TÜRK'ÜN ARABAYLA İMTİHANI-OSMANLI DEVLETİ DÖNEMİ

Bu yazımızı; Osmanlı Devleti’nin son dönemlerinden itibaren, sosyo-politik iktisadımızda temel tartışma konusu olan otomobil maceramızın, tarihsel kronolojik aşamalarının bilinmeyenlerine ayırmak istedik.

TÜRK'ÜN ARABAYLA İMTİHANI-OSMANLI DEVLETİ DÖNEMİ
28 Kasım 2017 - 19:52

            TÜRK’ÜN ARABAYLA İMTİHANI-OSMANLI DEVLETİ DÖNEMİ

 

                                                                  Dr. Ceyhun Demirkollu

                                               Mak. Müh.

 

Bu yazımızı; Osmanlı Devleti’nin son dönemlerinden itibaren, sosyo-politik iktisadımızda temel tartışma konusu olan otomobil maceramızın, tarihsel kronolojik aşamalarının bilinmeyenlerine ayırmak istedik.

Türkiye’de Otomobilin, “maliyet merkezli üretimden” “katma değer merkezli üretim” eşiğine bir türlü geçememesi bilinen bir sonuçtur. Peki, ama bunun başkaca sebepleri var mıdır? İşte bu tarihsel geçişlerin sıralanması yolu ile elde edilecek bilgiler ışığında yorumu tamamen okuyucuya bırakmayı hedefledik.

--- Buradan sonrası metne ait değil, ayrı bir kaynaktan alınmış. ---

PR #8016, opened 2023-07-03
[Bug #19754] Make `IO::Buffer#get_string` check `offset` range

nobu:
https://bugs.ruby-lang.org/issues/19754

### DIFF
--- a/io_buffer.c
+++ b/io_buffer.c
@@ -1156,6 +1156,9 @@ VALUE rb_io_buffer_free_locked(VALUE self)
 static inline void
 io_buffer_validate_range(struct rb_io_buffer *buffer, size_t offset, size_t length)
 {
+    if (offset > buffer->size) {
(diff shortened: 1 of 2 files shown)


ioquatix:
Thanks please let me check it.

ioquatix:
This looks okay to me.

ioquatix:
I merged this as it appears to fix a bug, but I think the bug is that length is computed incorrectly:

```
TestIOBuffer#test_get_string
io_buffer_validate_range(0x559895c17de0, 0, 16)
io_buffer_validate_range(0x559895c17de0, 0, 16)
io_buffer_validate_range(0x559895c17de0, 0, 16)
io_buffer_validate_range(0x559895c17de0, 0, 129)
io_buffer_validate_range(0x559895c17de0, 129, 18446744073709551615) # Something wrong here.
```

ioquatix:
See https://github.com/ruby/ruby/pull/8427 for the root cause fix.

Bu yüzden Otomobil macerasının önemli eşiklerini;

Osmanlı Devleti döneminde bu topraklara ayak basan ilk otomobilden başlayarak[1],

Ayrıca Cumhuriyet dönemindeki ilk otomobil markası, montaj üretim yeri ve sonuçlarına göz attık.

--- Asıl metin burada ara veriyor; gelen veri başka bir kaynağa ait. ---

PR #8756, opened 2023-10-24
[PRISM] Move pm_scope_node_init to prism_compile.c

jemmaissroff:
pm_scope_node_init is only used for CRuby, so should not live in the ruby/prism repo. We will merge the changes here first so they're not breaking, and will then remove from ruby/prism.

https://github.com/ruby/prism/pull/1735 is the corresponding ruby/prism change to be merged after this merges.


eregon:
`pm_scope_node_t` itself should also be moved here, so the correct types can be used for e.g. index_lookup_table

prism_compile.h
```diff
@@ -0,0 +1,20 @@
...
+    struct pm_scope_node *previous;
+    pm_node_t *ast_node;
+    struct pm_parameters_node *parameters;
+    pm_node_t *body;
+    pm_constant_id_list_t locals;
+    pm_parser_t *parser;
+
+    // We don't have the CRuby types ID and st_table within Prism
+    // so we use void *
+    void *constants; // ID *constants
```
kddnewton, line 16: We can do this here right? Without needing `void*`?

kddnewton (approved):
One suggestion

PR #8764, opened 2023-10-25
Fix few test_prism_eval that snuck in

HParker:


eileencodes:
Thanks @HParker I was just about to fix these too.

Yine Cumhuriyet döneminde “katma değer merkezli üretim” şeklinde otomobil üretimi denemesine ışık tutmaya çalışacağız.

Doğaldır ki son bölümde, günümüz gelişmelerini-geleceğini mühendis gözüyle irdeleyeceğimiz dört bölüme ayırmak istedik.

1. Osmanlı Devleti’nin Otomobil İle İlk Tanışması

Avrupa 19. yüz yılın sonlarında, otomobil sektöründe ciddi mesafe almasına rağmen Osmanlı bu sektöre henüz hazır değildi. Sokaklarda halen atlı arabaların sesleri duyulmaktaydı[2]. Yollar ise bu tür araçların ilerlemesine uygun değildi.

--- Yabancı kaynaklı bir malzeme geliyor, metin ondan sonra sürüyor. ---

PR #8767, opened 2023-10-25
Clean up rb_ivar_count

tenderlove:
We can use object shapes to count the number of instance variables on an object.  This allows us to avoid taking the VM lock most of the time (for modules and classes), and we also don't have to do Qundef checks because shapes provides us with precise IV counts

### DIFF
--- a/variable.c
+++ b/variable.c
@@ -2074,41 +2074,10 @@ rb_ivar_count(VALUE obj)
 
     switch (BUILTIN_TYPE(obj)) {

a. 1868’de Abdülaziz (1861-1871) Dönemi: Kraliçe Victoria, (tahta çıkışı 1837) Kırım Savaşı esnasında Abdülmecit döneminde alınan izinle yapılan Anglikan Kilisesinin açılışı münasebetiyle Sultan Abdülaziz’e bir otomobil hediye etmiştir. Osmanlı Devleti topraklarına ayak basan ilk otomobil aslında bu araçtır. Aracın hangi enerji türü ile çalıştığı detaylandırılamamıştır. Bu aracın halkta tedirginlik yarattığı, Fetva sorunu doğurduğu ve böylece Cankurtaran Sahili’nden denize atıldığı söylenmektedir.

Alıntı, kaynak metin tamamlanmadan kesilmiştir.